Er drängt uns alle dazu, unbequeme Gedanken zu akzeptieren. Und er drängt AI-Hersteller dazu, Modelle zu entwickeln, die sich zuerst auf die Wahrheit konzentrieren.
AI muss in erster Linie die Wahrheit sagen, auch wenn sie unbequem ist
I'm going to start something which I call TruthGPT," Musk said, "or a maximum truth-seeking AI that tries to understand the nature of the universe.
Elon Musk
Fazit
Hier sind meine zwei (drei) Cents:
- Ein Unternehmen sollte ein apolitischer Ort sein.
- Politische Diskussionen können eine enorme Ablenkung bei der Arbeit sein. Verbannen Sie diese Diskussionen und konzentrieren Sie sich auf die Mission Ihres Unternehmens.

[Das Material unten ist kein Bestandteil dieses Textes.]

PR #258, opened 2018-01-09
fix attendance and smarter years

guushoekman:
- Temporary fix for attendance when there are no meetings yet
- Text on attendance page doesn't need to be updated by year anymore, an update on `views.py` will update that too

### DIFF
--- a/pmg/views.py
+++ b/pmg/views.py
@@ -334,7 +334,9 @@ def attendance_overview():
     """
     Display overview of attendance for meetings.
     """
-    this_year = datetime.today().year
+    # this_year = datetime.today().year
+    this_year = 2017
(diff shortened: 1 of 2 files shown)


pmg/views.py
```diff
@@ -334,7 +334,9 @@ def attendance_overview():
     """
     Display overview of attendance for meetings.
     """
-    this_year = datetime.today().year
+    # this_year = datetime.today().year
```
longhotsummer: Nice. Maybe future proof against ourselves. Keep `this_year` as it is, then:

```python
month = datetime.today().month
# in jan and feb only, show previous year's attendance data
if month < 3:
    this_year = this_year -1
```

PR #272, opened 2018-01-25
2018 attendance in overview

guushoekman:
I've removed the 3 month logic from the attendance overview as I couldn't see how we could include a form of logic while also showing 2018 already. Perhaps we can add the logic for 1 month after January? That way it will remain but we'll also prevent it breaking early next year.

Added a `data-value` for the attendance column. For some reason the sorting wasn't working properly.


longhotsummer:
Looks good.

PR #274, opened 2018-03-08
updated to 15% VAT

guushoekman:


longhotsummer:
I'm guessing we hold off on this until 1 April or end of March?

guushoekman:
Ah is that when the VAT change happens? If so then yes. I'll set a reminder in Slack so we can merge this then.

PR #283, opened 2018-03-15
Committee bills

longhotsummer:
@guushoekman this creates an api `v2/committees/32/bills` which lists all bills linked to a committee.


longhotsummer:
@guushoekman do you need this still?

guushoekman:
Ah, no I don't think so. The bills are working fine in the committee details page. There are some differences between `master` and this branch, but everything seems to be working fine.

PR #289, opened 2018-04-23
Add caching to the v1 generic resource list/show API

jbothma:
@cache.memoize caches a view function based on its arguments. It's important that it's around the thing that retuns the view result. If it's above @api.route it will cache its result instead of the view result which is not what we want.

pmg.no_cache is named after nginx's proxy_no_cache config item. In this case we don't serve from the cache if an authentication header is provided.

We can add similar annotations to other view functions.

### DIFF
--- a/pmg/__init__.py
+++ b/pmg/__init__.py
@@ -5,6 +5,7 @@ import os
 from flask import Flask
 from flask.ext.sqlalchemy import SQLAlchemy
 from flask.ext.migrate import Migrate
+from flask_caching import Cache
 from flask_wtf.csrf import CsrfProtect
 from flask_mail import Mail
 from flask_marshmallow import Marshmallow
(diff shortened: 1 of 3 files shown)


pmg/__init__.py
```diff
@@ -22,6 +23,22 @@
     logging.config.dictConfig(yaml.load(f))
 
 
+# Setup Caching
+
+cache = Cache(app, config={
+    'CACHE_TYPE': 'filesystem',
+    'CACHE_DIR': '/tmp/pmg-cache',
+    'CACHE_DEFAULT_TIMEOUT': 60*60,
```
longhotsummer: this is in secs, so 1 hour, right?

pmg/api/v1.py
```diff
@@ -315,6 +315,7 @@ def committee_list():
 @api.route('/<string:resource>/', )
 @api.route('/<string:resource>/<int:resource_id>/', )
 @load_user()
+@cache.memoize(unless=lambda: no_cache(request))
```
longhotsummer: I'd suggest renaming `no_cache` to `should_skip_cache` or similar. `no_cache` sounds like it should be used to prevent things from being cached.

pmg/__init__.py
jbothma: yeah

pmg/api/v1.py
jbothma: ah right - sure

PR #295, opened 2018-04-24
Hansard by house and year

guushoekman:


pmg/static/resources/javascript/hansards.js
```diff
@@ -0,0 +1,19 @@
+// message if no hansards in filter
+if($(".hansards ul.hansard-list > li").length == 0)
+  $(".hansards ul.hansard-list").append("<li>No hansards found. Please expand your search.</li>");
```
jbothma: this is better done in the template than in javascript. We should try to do page content in the template wherever possible.

pmg/static/resources/javascript/hansards.js
```diff
@@ -0,0 +1,19 @@
...
+// select correct URL when selecting house or year
+$(".select-house select, .select-year form input").change(function() {
+  var filterHouse = "";
+  var filterYear = "";
+  var selectedHouse = $(".select-house select").val();
+  var selectedYear = $(".select-year input:checked").attr("year");
+  var ampersand = ""
+  if(selectedHouse) {
+    var filterHouse = "filter[house_id]=";
+        ampersand = "&";
```
jbothma: I forgot jquery has a way to do this https://stackoverflow.com/a/12216561/1305080

params =  {}
so we'd do something like if(selectedYear != all) { params['filter[year]'] = selectedYear }
and a similar if statement for additional filters. Then only the chosen filters get added to the url, and the filter fields get urlencoded automatically I think.

jbothma: that would also remove the ?all which isn't really needed to achieve what we want.

PR #296, opened 2018-05-03
Show inline PDFs for bills

longhotsummer:
Shows inline PDFs in the bill page. Click-to-load on mobile to save data.

This includes a bit of a hack to allow requesting pdf by CORS via pmg.org.za since S3 doesn't provide CORS headers.
pmg test_5000_bill_208_


longhotsummer:
I don’t see why not. Won’t hurt s3 and enables fun things. Need to apply retroactively. 

Greg
--
(iPhone)

PR #301, opened 2018-06-20
Subscribe to committee flow

xybrnet:
@longhotsummer

### DIFF
--- a/pmg/static/resources/css/style.scss
+++ b/pmg/static/resources/css/style.scss
@@ -1941,18 +1941,3 @@ ul.menu {
     animation: fa-spin 1s infinite steps(16);
   }
 }
-
-.link-btn {
-    background: none;
-    border: none;
-    color :$link-color;
-    text-decoration: none;
-    cursor: pointer;
-    padding: 0;
-    font-size: $font-size-h3;
- 
-    &:hover {
-      text-decoration: underline;
-      color: darken($link-color, 15%);
-    }
-}
--- a/pmg/static/resources/css/style.scss
+++ b/pmg/static/resources/css/style.scss
@@ -1941,3 +1941,18 @@ ul.menu {
     animation: fa-spin 1s infinite steps(16);
   }
 }
+
+.link-btn {
+    background: none;
+    border: none;
+    color :$link-color;
+    text-decoration: none;
+    cursor: pointer;
+    padding: 0;
+    font-size: $font-size-h3;
+ 
+    &:hover {
+      text-decoration: underline;
+      color: darken($link-color, 15%);
+    }
+}
--- a/pmg/templates/security/login_user.html
+++ b/pmg/templates/security/login_user.html
@@ -61,11 +61,14 @@
 
       <div class="row">
         <div class="col-sm-6 col-sm-offset-3">
-          <p class="lead">
+          <h3>
             <a href="{{ url_for('security.forgot_password') }}">I forgot my password.</a>
-            <br>
-            <a href="{{ url_for('security.register') }}{% if login_user_form.next %}?next={{ login_user_form.next.data }}{% endif %}">Don't have an account? Sign up.</a>
-          </p>
+          </h3>
+          <form action="{{ url_for('security.register') }}" method="POST">
+              <input type="hidden" name="csrf_token" value="{{ csrf_token() }}">
+              <input type="hidden" name="next" value="{{ login_user_form.next.data }}">
+              <input class="link-btn" name="login" type="submit" value="Don't have an account? Sign up.">   
+          </form>
         </div>
       </div>
     </div>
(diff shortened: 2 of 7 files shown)


pmg/user_management.py
```diff
@@ -196,3 +196,19 @@ def get_megamenu():
...
+        current_user.follow_committee(committee)
+
+    if committee not in current_user.committee_alerts:
+        current_user.committee_alerts.append(committee)
+    
+    db.session.commit()
+
+    ga_event('user', 'follow-committee', 'cte-follow-committee')
+
+    return
```
xybrnet: Is this the best place to put this function?
Should it rather return something specific in case of success or failure?

pmg/views.py
```diff
@@ -345,6 +346,18 @@ def committee_detail(committee_id):
     )
 
 
+@app.route('/committee/<int:committee_id>/follow-cte')
+@app.route('/committee/<int:committee_id>/follow-cte/')
+def committee_detail_follow_cte(committee_id):
+    follow_cte_post_registration_or_login(committee_id)
+    
+    # Remove confirmation email flash
+    session['_flashes'] = []
```
xybrnet: We already show another message at the top of the page mentioning the confirmation email. The page looks very busy with all the banners, so I thought we could remove the login extensions confirmation message.

I'm not sure if this is the best way to do it though?

pmg/templates/security/login_user.html
```diff
@@ -61,11 +61,14 @@ <h1>Login now to view premium content</h1>
...
             <a href="{{ url_for('security.forgot_password') }}">I forgot my password.</a>
-            <br>
-            <a href="{{ url_for('security.register') }}{% if login_user_form.next %}?next={{ login_user_form.next.data }}{% endif %}">Don't have an account? Sign up.</a>
-          </p>
+          </h3>
+          <form action="{{ url_for('security.register') }}" method="POST">
+              <input type="hidden" name="csrf_token" value="{{ csrf_token() }}">
+              <input type="hidden" name="next" value="{{ login_user_form.next.data }}">
+              <input class="link-btn" name="login" type="submit" value="Don't have an account? Sign up.">   
+          </form>
```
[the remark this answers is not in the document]
xybrnet: There are other instances like this that we should update if this is the correct approach.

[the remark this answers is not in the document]
longhotsummer: This doesn't make sense to me -- this should be part of the URL, going to the sign-up page and preserving the next parameter should be able to be done via URL params. But we could be using flask-security weirdly.

pmg/views.py
```diff
@@ -345,6 +346,18 @@ def committee_detail(committee_id):
...
 
 
+@app.route('/committee/<int:committee_id>/follow-cte')
+@app.route('/committee/<int:committee_id>/follow-cte/')
+def committee_detail_follow_cte(committee_id):
+    follow_committee(committee_id)
+    
+    # Remove confirmation email flash
+    session['_flashes'] = []
+    flash('You have successfully followed this committee to receive email alerts.', 'success')
```
longhotsummer: How about "You're now following this committee and we'll send you email alerts when new content is posted."

pmg/views.py
```diff
@@ -345,6 +346,18 @@ def committee_detail(committee_id):
     )
 
 
+@app.route('/committee/<int:committee_id>/follow-cte')
+@app.route('/committee/<int:committee_id>/follow-cte/')
+def committee_detail_follow_cte(committee_id):
+    follow_committee(committee_id)
+    
+    # Remove confirmation email flash
+    session['_flashes'] = []
```
longhotsummer: Don't we want to show this?

pmg/user_management.py
longhotsummer: Seems okay to me. It doesn't need the final `return` statement.

pmg/static/resources/css/style.scss
```diff
@@ -1941,3 +1941,18 @@ ul.menu {
     animation: fa-spin 1s infinite steps(16);
   }
 }
+
+.link-btn {
```
longhotsummer: We should be able to use Bootstrap's btn-link?

pmg/views.py
xybrnet: Yes, that's much better.

pmg/views.py
xybrnet: We're already showing a message about it at the top of the page. I just thought it looks rather busy with all the notifications.

screenshot at jun 21 09-36-21

pmg/static/resources/css/style.scss
xybrnet: Cool, I somehow missed that it exists. I'll use that and just style it to match the password reset text.

screenshot at jun 21 09-45-15

jbothma:
@xybrnet looks good to me! shall we deploy this morning then we can keep an eye during the day?

PR #304, opened 2018-07-05
Quoted search must match exactly

jbothma:


pmg/search.py
```diff
@@ -126,18 +125,43 @@ def mapping(self, data_type):
...
+                            "term_vector": "with_positions_offsets",
+                        },
+                    },
                 },
                 "fulltext": {
                     "type": "string",
                     "analyzer": "english",
                     "index_options": "offsets",
                     "term_vector": "with_positions_offsets",
+                    "store": "yes",
```
jbothma: @longhotsummer this is needed to get highlighting on quoted and unquoted with less boilerplate.

Do you have a sense for how much more space this might use? The server has about 2G left so I should probably free some before deploying anyway and monitor as I deploy.

longhotsummer: I don't know. I'd imagine the current index isn't bigger than a GB or so, but it's a guess.

longhotsummer:
LGTM

pmg/search.py
jbothma: I managed to make a lot of space with a bit of apt and docker cleanup so this is no concern any more.

PR #261, opened 2022-11-08
Remove optional flag for address fields in organization data source

### LINKED ISSUE #151: ds equinix_metal_organization address field wrong schema behavoir
> `Optional: true` here (and in createOrganizationAddressDataSourceSchema) implies that address fields can be used as search filters. For the datasource, Optional should be false. 
> 
> For the resource, I think the address fields should not be computed, they should be whatever the user has defined in Terraform.
> 
> _Originally posted by @displague in https://github.com/equinix/terraform-provider-metal/pull/231#discussion_r896846711_

ctreatma:
The organization data source does not support filtering organizations by address, so the address field (and all nested fields within it) should not have the `Optional` flag set.  This removes the flag so that the organization data source schema matches the behavior.

Fixes #151.

### DIFF
--- a/equinix/data_source_metal_organization.go
+++ b/equinix/data_source_metal_organization.go
@@ -57,7 +57,6 @@ func dataSourceMetalOrganization() *schema.Resource {
 				Type:        schema.TypeList,
 				Description: "Business' address",
 				Computed:    true,
-				Optional:    true,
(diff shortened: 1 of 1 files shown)


ocobleseqx (approved):
lgtm 🚀

PR #262, opened 2022-11-08
Force new metal connection when VLANs attribute is changed

### LINKED ISSUE #222: equinix_metal_connection field vlans should be forcenew
The `vlans` field of `equinix_metal_connection` can not be updated. If a user changes this field the resource must be recreated.
What happens today is the change is silently updated in state without making remote changes.

https://github.com/equinix/terraform-provider-equinix/blob/master/equinix/resource_metal_connection.go#L141

ctreatma:
The `vlans` field of an `equinix_metal_connection` resource cannot be changed, but the Equinix provider currently attempts to update the `vlans` attribute via the API, and the API silently ignores the change, giving clients the illusion that they have successfully updated the `vlans` field.  This adds the `ForceNew` flag for the `vlans` attribute so that the terraform provider will correctly destroy & recreate an `equinix_metal_connection` when the `vlans` attribute changes.

Fixes #222.

Closes #273

### DIFF
--- a/equinix/resource_metal_connection.go
+++ b/equinix/resource_metal_connection.go
@@ -144,6 +144,7 @@ func resourceMetalConnection() *schema.Resource {
 				Optional:    true,
 				Elem:        &schema.Schema{Type: schema.TypeInt},
 				MaxItems:    2,
+				ForceNew:    true,
 			},
 			"service_token_type": {
 				Type:        schema.TypeString,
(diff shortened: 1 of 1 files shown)


ctreatma:
*Note:* this is an alternative to #273 and only one of them should be adopted.  If that PR gets merged, close this one without merging (and vice versa).

ocobleseqx:
Closed in favor of the #273 alternative, letting update VLANs attribute

PR #271, opened 2022-11-23
Keep value of metal_connection.vlans in sync with API

ctreatma:
This updates the `metal_connection` resource and data source to read the value of `vlans` from the API response to ensure that terraform state stays up-to-date with the real infrastructure if someone modifies the VLANs for a terraform-managed `metal_connection` outside of terraform.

- Das Verbannen von Politik kann einen Aufschrei verursachen - aber ein Unternehmen (und Sie als CEO / CTO) können das problemlos handhaben.
Aber sind politische Themen nicht wichtig? Doch, das sind sie. Politische Themen sind extrem wichtig. Wir sollten sie als Gesellschaft kontrovers diskutieren. Aber nicht in einem Unternehmensumfeld.